Efficient traversal cost aggregation over all simple paths/cycles


I want to move to a graph analytics platform. I’m trying to pick between mapd, blazegraph, and some of those very cool nosql graph databases like arangodb/neo4j.

I’d like to keep track of various cost functions on all simple paths of a directed graph with fixed topology, in real time. My edge weights are updated ~100 times/second. My graphs have between 5-10 nodes and are pretty densely connected: in total, there are anywhere between 5000 and 20000 total simple paths and cycles on the graph. Right now, I’m using rethinkdb (a nosql database) and python. I’m precomputing all possible simple paths, storing them in a hash map, and just brute force recalculating them every time an edge weight is updated. My hash map points a given edge (whose weight has just been updated) to all the simple paths and cycles that it is a part of. Then I go and recalculate all of those.

Well, this is very slow and doesn’t scale!

The cost functions themselves are commutative/associative (sums and products), but I’m struggling to understand what kind of algorithm I should to compute them efficiently in parallel. The gather-apply-scatter approach feels like the right direction, except that I’m not sure how I’d actually use it to keep track only of simple paths.

Can someone help me understand how this problem has been solved before and how I might find more information about doing this with a GPU graph analytics platform? Is mapd suited to this kind of thing? Is GAS the right approach? How would I google this problem effectively?


Hi - interesting problem. You said your graph has 5-10 nodes - is that the right number? i’m wondering how you get to 5000 or greater distinct paths (including cycles) at that size.

Also, do you need to eagerly compute the cost on paths? Are these computations dependent on the prior state in some way? Is it feasible/acceptable to do that lazily?


Yes, that’s the right number!

The graphs are directed in the sense that there are different edge weights depending on which direction you’re going: I’m thinking of A→B and B→A as separate edges, since there are different weights in each direction.

But technically… I just checked and saw that to really get ~20,000 simple paths/cycles I needed to have 11 nodes. Adding that particular node, going from 10 to 11 nodes, takes the number of simple paths/cycles from ~10,000 to ~20,000. Just goes to show why a lot of graph problems are NP complete! By the way, these are subgraphs of a much larger graph, but it just feels impossible to focus on the entire graph at once. I’d love to focus on as big of a subgraph as possible, but you can see the problem scales very, very fast.

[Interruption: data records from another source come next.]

PR #542, opened 2019-02-09
Add more validation checks on .yml config file

Elgarni:
This PR adds two validation checks after parsing gqlgen.yml:

- Check if the config file has two package names defined in the same directory
- Check if the same filename has been used twice. For instance using **gql/gen.go** for both _exec_ and _model_ fields.

Although this may seem intuitive, but it can get tricky in a few cases.
For instance, the following gqlgen.yml config file:
```yml
schema:
- schema.graphql
exec:
  filename: generated/exec.go
  package: graphql
model:
  filename: generated/models.go
resolver:
  filename: generated/resolver.go
  type: Resolver
```
When generating the code, the following error message shows up:
```bash
generating resolver failed: resolver build failed: required package was not loaded: github.com/elgarni/project/generated.User
exit status 2
```
The message could be more descriptive. Moreover, the code was generated for exec.go and models.go, which will not compile anyways since they have different package names.

After this PR, the error message becomes:
```bash
invalid config format: filenames generated/exec.go and generated/models.go are in the same directory but have different package definitions
exit status 1
```
And no code was generated.

The objective of this PR is to stop execution early on, if there are errors in the config file, and not generating any code unless everything is defined correctly in gqlgen.yml

### DIFF
--- a/codegen/config.go
+++ b/codegen/config.go
@@ -216,10 +216,10 @@ func (cfg *Config) Check() error {
 		if inSameDir {
 			for _, previous := range prevPkgList {
 				if current.Package != previous.Package {
-					eitherPackageEmpty := previous.Package != "" || current.Package != "";
+					eitherPackageEmpty := previous.Package != "" || current.Package != ""
 					if eitherPackageEmpty {
 						if current.Package == filepath.Base(current.Dir()) && previous.Package == "" {
-							break;
+							break
 						}
 						if previous.Package == filepath.Base(previous.Dir()) && current.Package == "" {
 							break
--- a/codegen/config.go
+++ b/codegen/config.go
@@ -191,6 +191,47 @@ func (cfg *Config) Check() error {
 	if err := cfg.Resolver.Check(); err != nil {
 		return errors.Wrap(err, "config.resolver")
 	}
+
+	// check packages names against conflict, if present in the same dir
+	// and check filenames for uniqueness
+	packageConfigList := []PackageConfig{
+		cfg.Model,
+		cfg.Exec,
+		cfg.Resolver,
+	}
+	filesMap := make(map[string]bool)
+	pkgConfigsByDir := make(map[string][]PackageConfig)
+	for i, current := range packageConfigList {
+		if i == 0 {
+			filesMap[current.Filename] = true
+			pkgConfigsByDir[current.Dir()] = []PackageConfig{current}
+			continue
+		}
+		_, fileFound := filesMap[current.Filename]
+		if fileFound {
+			return fmt.Errorf("filename %s defined more than once", current.Filename)
+		}
+		filesMap[current.Filename] = true
+		prevPkgList, inSameDir := pkgConfigsByDir[current.Dir()]
+		if inSameDir {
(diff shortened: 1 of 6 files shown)


codegen/config.go
```diff
@@ -191,6 +191,47 @@ func (cfg *Config) Check() error {
...
+	// and check filenames for uniqueness
+	packageConfigList := []PackageConfig{
+		cfg.Model,
+		cfg.Exec,
+		cfg.Resolver,
+	}
+	filesMap := make(map[string]bool)
+	pkgConfigsByDir := make(map[string][]PackageConfig)
+	for i, current := range packageConfigList {
+		if i == 0 {
```
vektah: this branch looks unnecessary

codegen/config.go
```diff
@@ -191,6 +191,47 @@ func (cfg *Config) Check() error {
...
+			return fmt.Errorf("filename %s defined more than once", current.Filename)
+		}
+		filesMap[current.Filename] = true
+		prevPkgList, inSameDir := pkgConfigsByDir[current.Dir()]
+		if inSameDir {
+			for _, previous := range prevPkgList {
+				if current.Package != previous.Package {
+					eitherPackageEmpty := previous.Package != "" || current.Package != ""
+					if eitherPackageEmpty {
+						if current.Package == filepath.Base(current.Dir()) && previous.Package == "" {
```
vektah: This is reproducing logic from https://github.com/99designs/gqlgen/blob/next/codegen/config/config.go#L138
which is called by c.Exec.Check() earlier in this function

Maybe its best to let normalise run first?

codegen/config.go
```diff
@@ -191,6 +191,47 @@ func (cfg *Config) Check() error {
...
+			pkgConfigsByDir[current.Dir()] = []PackageConfig{current}
+			continue
+		}
+		_, fileFound := filesMap[current.Filename]
+		if fileFound {
+			return fmt.Errorf("filename %s defined more than once", current.Filename)
+		}
+		filesMap[current.Filename] = true
+		prevPkgList, inSameDir := pkgConfigsByDir[current.Dir()]
+		if inSameDir {
```
vektah: I think there is only one valid value for a dir? we can drop the slice.

Taking into account the comment below, I think this can all collapse down into:
```go
pkgNameForDir := map[string]string{}
for i, current := range packageConfigList {
	// snip

	prevName, inSameDir := pkgConfigsByDir[current.Dir()]
	if inSameDir && prevName != current.Package {
	    return fmt.Errorf("filenames %s and %s are in the same directory but have different package definitions", current.Filename, previous.Filename)
	}

	pkgConfigsByDir[current.Dir()] = current.Package
}
```

codegen/config.go
Elgarni: True. Will be removed

codegen/config.go
Elgarni: Exactly. I think config.Check() should be called after it's been normalized.
I'll see how that will work.

codegen/config.go
Elgarni: This look much better. Assuming the config is normalized, this should be doable.

PR #544, opened 2019-02-09
Fix directives on fields with custom scalars

enjoylife:
The bug occurs when using a custom defined scalar, an input type, and  directive together.
E.g.
```gql
#schema.gql
scalar UUID
directive @direc(s: String!) on FIELD_DEFINITION | ARGUMENT_DEFINITION | INPUT_FIELD_DEFINITION
input CustomInput {
    stuff:[UUID]  @direc(s:"stuff")
}
```
```go
// custom models
import "github.com/gofrs/uuid"
func MarshalUUID(id uuid.UUID) graphql.Marshaler{ /* ... */ }
func UnmarshalUUID(input interface{}) (uuid.UUID, error) { /* ... */ }
```

would generate:
```go
// ...
// shouldn't be whole path of github.com/gofrs/...
if data, ok := tmp.([]*github.com/gofrs/uuid.UUID) ; ok {
    it.Stuff = data
} else {
    return it, fmt.Errorf(`unexpected type %T from directive, should be []*github.com/gofrs/uuid.UUID`, tmp)
}
```
now: 

```go
if data, ok := tmp.([]*uuid.UUID); ok {
    it.Stuff = data
} else {
    return it, fmt.Errorf(`unexpected type %T from directive, should be []*github.com/gofrs/uuid.UUID`, tmp)
}

```

### DIFF
--- a/codegen/input.gotpl
+++ b/codegen/input.gotpl
@@ -35,7 +35,7 @@
 					if err != nil {
 						return it, err
 					}
-					if data, ok := tmp.({{ $field.TypeReference.GO }}) ; ok {
+					if data, ok := tmp.({{ $field.TypeReference.GO | ref }}) ; ok {
 						it.{{$field.GoFieldName}} = data
 					} else {
 						return it, fmt.Errorf(`unexpected type %T from directive, should be {{ $field.TypeReference.GO }}`, tmp)
--- a/codegen/testserver/generated.go
+++ b/codegen/testserver/generated.go
@@ -759,10 +759,13 @@ input OuterInput {
     inner: InnerInput!
 }
 
+scalar ThirdParty
+
 input InputDirectives {
     text: String! @length(min: 0, max: 7, message: "not valid")
     inner: InnerDirectives!
     innerNullable: InnerDirectives
+    thirdParty: ThirdParty @length(min: 0, max: 7, message: "not valid")
 }
 
 input InnerDirectives {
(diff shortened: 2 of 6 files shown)


vektah:
Needs a test

enjoylife:
Added to the integration schema such that it will catch said bug during go generate.

Prior to diff running go generate with the added schema:

```
❯ go generate ./...
gofmt failed on generated.go: /Users/matt/Projects/gqlgen/codegen/testserver/generated.go:3856:37: expected ')', found '/' (and 5 more errors)
Generated github.com/99designs/gqlgen/codegen/testserver in 1.23s
Generated github.com/99designs/gqlgen/example/chat in 1.04s
Generated github.com/99designs/gqlgen/example/config in 1.04s
Generated github.com/99designs/gqlgen/example/dataloader in 1.33s
Generated github.com/99designs/gqlgen/example/scalars in 1.18s
Generated github.com/99designs/gqlgen/example/selection in 1.03s
Generated github.com/99designs/gqlgen/example/starwars in 1.15s
Generated github.com/99designs/gqlgen/example/todo in 1.17s
Generated github.com/99designs/gqlgen/example/type-system-extension in 1.08s
Generated github.com/99designs/gqlgen/integration in 1.24s
```

After diff it builds fine

enjoylife:
Not sure if the failure is from me force pushing or something else as it just works local.

vektah:
> After diff it builds fine. @vektah I'm hoping that would cover the "test" ask? If not, I would need some guidance on what would be a good example test to follow/improve.

Yeah, that looks good. As long as it cant happen again without something breaking. Most of the templates are covered like this.

> Not sure if the failure is from me force pushing or something else as it just works local.

Its failing because you've changed the testserver schema but havent run `go generate ./...` and committed the changes.

vektah:
I see, looks like theres some instability in the generated code. It looks unrelated to this change so Ill fix it on next.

I was computing them eagerly for a couple of reasons. The main reason was to keep all of these paths indexed and sorted for fast, unlimited querying. The second reason was to be able to record some data for time-series analysis, e.g., if I wanted to study at the time-evolution of traversal costs for all simple paths from node A to B. Recording a time series of all ~10,000-20,000 simple paths at all times is not necessary, but I wouldn’t want to be able to do this for a little while at a time.

One obvious inefficiency in my current approach seemed to be in the wasteful redundant computation of every single path, even though some are aggregates of each other. For example, the cost of A→B→C→D→E is a composition of A→B→C and C→D→E. So why not compute them smartly? I came up with a way of doing this and it just didn’t seem to help one single bit, which made me think I really needed to take a step back.

So I went on the internet and did some searching, and stumbled on this very relevant article:
https://blog.blazegraph.com/?p=628 . It says:

The big graph anti-pattern is “Throw everything into a big graph and then using the same tools that gave us horizontal scaling for other problems: map/reduce and key-value stores.”

That’s exactly what I’ve been doing wrong.

So now I’m re-evaluating my whole approach. While those super cool graph-query databases (especially arangodb) are very appealing to me, this article helps me understand that my main bottleneck is with graph traversal, and those probably aren’t going to help me with that. Specifically, my problem is to traverse simple paths and efficiently collect costs. I have a gtx 1080 sitting around just waiting to be used, and I think it’s the right tool for the job. The question is: how to do it!